Has anybody pointed out that the number of deaths in the UK’s benefit system has risen, year on year, along with the number of sanctions applied to claimants?
The ever-relevant Frances Ryan, writing in The Guardian, makes excellent points about the continuing devastation wreaked by a benefit system that focuses on penalising, rather than helping, the vulnerable.
But, two years after This Writer forced the government to admit that nearly 100,000 sickness benefit claimants died between January 2011 and February 2014, it seemed worthwhile to compare the number of deaths per year with the number of sanctions.
Fair warning: This is only using the figures for ESA.
In 2011, the number of people on ESA who were adversely sanctioned totalled 4,462 – 33 per cent of the 13,490 who died that year.
In 2012, there were 12,710 adverse sanctions – 64 per cent of the 19,940 who died that year.
And in 2013, there were 22,560 adverse sanctions – 82 per cent of the 27,370 who died that year.
It’s not enough evidence to demonstrate a link between sanction and death.
But it is enough to warrant further investigation.
Shall we have another Freedom of Information request?
More than 70,000 people on the out-of-work sickness benefit (employment and support allowance) ESA had their benefits stopped between December 2012 and December 2016. More than 5,000 had them stopped for at least six months. That’s wheelchair users and people with learning difficulties left with bare cupboards and cold homes.
The vast majority of recent ESA sanctions – more than 90% since December 2015 – have been a punishment for people failing to take part in “work-related activity”: anything from skills training or drawing up a CV to community work placements. Disabled people going through the system repeatedly report this can mean being sanctioned for not going to a meeting despite being in too much pain to get out of bed.
This is not a coincidence but, rather, reflective of a political culture that has fetishised getting disabled people into work at any cost.
It’s the same thinking that from April resulted in many people on ESA permanently losing £30 a weekunder the guise that it would give them an “incentive to work”.

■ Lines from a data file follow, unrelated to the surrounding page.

PR #16287, opened 2025-12-17
Arm backend: Improve while support

Erik-Lundell:
- Support additional_args for while by normalizing them to carried_args in a pass.
- Support not using all while outputs.

### DIFF
--- a/backends/arm/_passes/__init__.py
+++ b/backends/arm/_passes/__init__.py
@@ -102,6 +102,7 @@ from .insert_table_ops import InsertTableOpsPass  # noqa
 from .match_arg_dtype_pass import MatchArgDtypePass  # noqa
 from .match_arg_ranks_pass import MatchArgRanksPass  # noqa
 from .mm_to_bmm_pass import ConvertMmToBmmPass  # noqa
+from .normalize_while_initial_args_pass import NormalizeWhileInitialArgsPass  # noqa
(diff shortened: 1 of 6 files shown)


zingo:
Oh no :(  But mean abs error: is really low so it seem like it's flakey and unrelated, could be worth to just retrigger when the other tests have runned all the way.

FAILED backends/arm/test/ops/test_sdpa.py::test_sdpa_vgf_quant - AssertionError: Output 0 does not match reference output.
	Given atol: 0.006777485202997923, rtol: 0.001.
	Output tensor shape: torch.Size([1, 3, 197, 64]), dtype: torch.float32
	Difference: max: 0.01155497133731842, abs: 0.01155497133731842, mean abs error: 5.8043679665079164e-06.
	-- Model vs. Reference --
	 Numel: 37824, 37824
	Median: 0.0, 0.0
	  Mean: 0.0018774077386055387, 0.0018777132326251095
	   Max: 0.7048531770706177, 0.7048531770706177
	   Min: -0.6932982206344604, -0.6932982206344604

Erik-Lundell:
Since this pr touches while and the failing test i spda, I would assume it's a flaky test. Let me retrigger

zingo (approved):

zingo:
Worked, other fails unrelated.

PR #16291, opened 2025-12-17
Arm backend: Update docs to mention partial quantization

martinlsm:
VGF has now support for partial quantization, i.e., having the model run in mixed numerical precision. Update the markdown documentation to include and explain this feature.


zingo (approved):

zingo:
@martinlsm does the docc "Preview" link under  "Helpful Links" above look like you expect ?

martinlsm:
> @martinlsm does the docc "Preview" link under "Helpful Links" above look like you expect ?

Thanks for pointing that out. Yes, I verified it and it works like I expect it to.

zingo:
> > @martinlsm does the docc "Preview" link under "Helpful Links" above look like you expect ?
> 
> Thanks for pointing that out. Yes, I verified it and it works like I expect it to.

That is kind of neat that it has been added to the CI like this :) 
Thanks for checking

PR #16297, opened 2025-12-17
Arm backend: Simple example application for image classification

gggekov:
The goal is to create a minimalistic application that can explain  the ExecuTorch APIs to a person who is not familiar with ExecuTorch. The key is to make something simple and easy to understand.


zingo (approved):
@gggekov good PR :) Please just comment and mark Copilot resolved or even fix stuff if needed then I can merge :)

PR #16299, opened 2025-12-17
Clean up various leftover platform arg usage around the repo that never hit validation

8Keep:
Summary:
Cleaning up platform args before the whole feature gets deleted. These missed our validation.

---
These are to force android builds of mwa for xplat diffs

Reviewed By: mzlee

Differential Revision: D89322661


GregoryComer (approved):
Looks good to me. I'm not an expert on buck, but as long as OSS CI is green, we should be good. You will need to ensure that the internal diff is in sync with the PR, which can be a pain with internal-only changes.

PR #16304, opened 2025-12-18
[slim tensor migration 1/n]  copy and paste slim tensor into ExecuTorch

Gasoonjia:
* #16330
* #16329
* #16327
* #16314
* #16313
* __->__ #16304

This stack aims to migrate slim tensor into ExecuTorch stack to make it as internal tensor representation of cudabackend.

This diff aims to copy and paste slimtensor class into ExecuTorch codebase, with ZERO change on logic, namespace, class, etc. The ONLY TWO changes are the include pathes and buck target files.

However below are things are blocking slimtensor to land:
1. Inconsistent namespace. Now slimtensor has its own namespace structure (standalone::, standalone::c10, etc) which not inline with ExecuTorch.
2. Self-supported Exception Handling Strategy. slimtensor adopts STANDALONE_CHECK, STANDALONE_INTERNAL_ASSERT, STANDALONE_INTERNAL_ASSERT_DEBUG_ONLY, or directly throw std::runtime_error to check and raise error. We should align SlimTensor's error handling strategy with ExecuTorch's  approach.
3. Duplicated c10 functions. Now slimtensor owns c10 it is using , some of them have be in executorch/runtime/core/portable_type/c10/ and we should deduplicate.
4. Duplicated data types. Slimtensor holds and uses several datatypes that et has and it should just reuse them, like ArrayRef, Span, irange, IntArrayRef, etc.

This diff will not be landed until all things above have been done. In the diffs above it I will gradually update the slim tensor class to make it suitable for ET, and to make the udpate reviewer friendly.
There're other stuffs not perfect, but i think we can gradually solve them after all migration has been done.
1. Move all c10 files under executorch/runtime/core/portable_type/c10/. It would be great if we can gather all c10 header together.
2. Make new introed c10 files sync with pytorch/pytorch. those c10 files has been decoupled with pytorch/pytorch for a while and need some extra work to make them sync.
3. Reuse executorch macro

Differential Revision: [D89417354](https://our.internmc.facebook.com/intern/diff/D89417354/)


JacobSzwejbka:
Instead of copy pasting all the c10 headers can you depend on the already copy pasted ones in executorch core

Gasoonjia:
> Instead of copy pasting all the c10 headers can you depend on the already copy pasted ones in executorch core

yes that's in my plan. You can refer to the diff summary or PR's top comment for what i;m gonna doi

PR #15735, opened 2025-11-11
Qualcomm AI Engine Direct - QNN ExecuTorch Intermediate Output Debugger

winskuo-quic:
### Summary

- Enabled ExecuTorch QNN Intermediate Tensor Debugger.
- Provide an API for users to define their own metrics
- Offers a variety of output format to visualize the debug results: svg, csv, raw files.
- A README file and tutorial script to guide users on how to debug a model. Example script: `python examples/qualcomm/util_scripts/qnn_intermediate_debugger_demo.py -b build-android -m SM8550 --device $DEVICE --dataset ../imagenet-mini/val/ --dump_intermediate_outputs`

#### An example use case
MobileVit V2 has significant drop in accuracy in certain QNN versions, while QNN 2.29 has good accuracy. With the help of accuracy debugger, we have targeted the node native_group_norm_default_1 in the model. As shown below, in QNN 2.29, this node has a cos_similarity (QNN V.S. CPU) of 0.997, while all other QNN versions has cos_similarity of 0, which provides us some hint it is possibly this group_norm node that is causing accuracy drop.
image

#### What's Coming Next?
- Currently, we dump CPU outputs by manually inserting observer nodes. However, ExecuTorch actually has built in methods (intermediate_output_capturer) that could dump intermediate output for us, in format of a dict{debug_handle : tensor_output}. We will enable `debug_handle` and reuse https://github.com/pytorch/executorch/blob/main/devtools/inspector/_intermediate_output_capturer.py in future instead.
- Support graph with partitions
- Support LLM models

### Test plan
- E2E example script test
   - `python backends/qualcomm/tests/test_qnn_delegate.py -k TestExampleUtilsScript.test_intermediate_debugger  -s $DEVICE --model SM8650 --build_folder build-android/ --executorch_root . --image_dataset ../imagenet-mini/val/ --artifact ./e2e_test_debug`
- Simple model test
   - `python backends/qualcomm/tests/test_qnn_delegate.py -k TestQNNQuantizedUtils.test_qnn_backend_dump_intermediate_outputs_simple_model --model SM8550 --device $DEVICE --build_folder build-android`
   - `python backends/qualcomm/tests/test_qnn_delegate.py -k TestQNNQuantizedUtils.test_qnn_backend_dump_intermediate_outputs_topk --model SM8550 --device $DEVICE --build_folder build-android`

PR #5310, opened 2024-09-12
Qualcomm AI Engine Direct - Intermediate Tensor Dump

Two years ago, there were warnings sanctions were unfair, excessively punitive, and causing destitution. Whitehall’s official spending watchdog has found there is no evidence sanctions actually work. Yet barely any modification has been made. In July, the Department for Work and Pensions announced that people with mental health conditions who have their jobseeker’s allowance sanctioned will now be eligible for immediate access to hardship payments – as if not leaving a young mum with depression without food for two weeks is vast progress.
Social policy reform based on the premise of removing the money people need in order to live is always shameful. But to do this to disabled people – who are receiving benefits because they are not well enough to work – is a stain on the national conscience.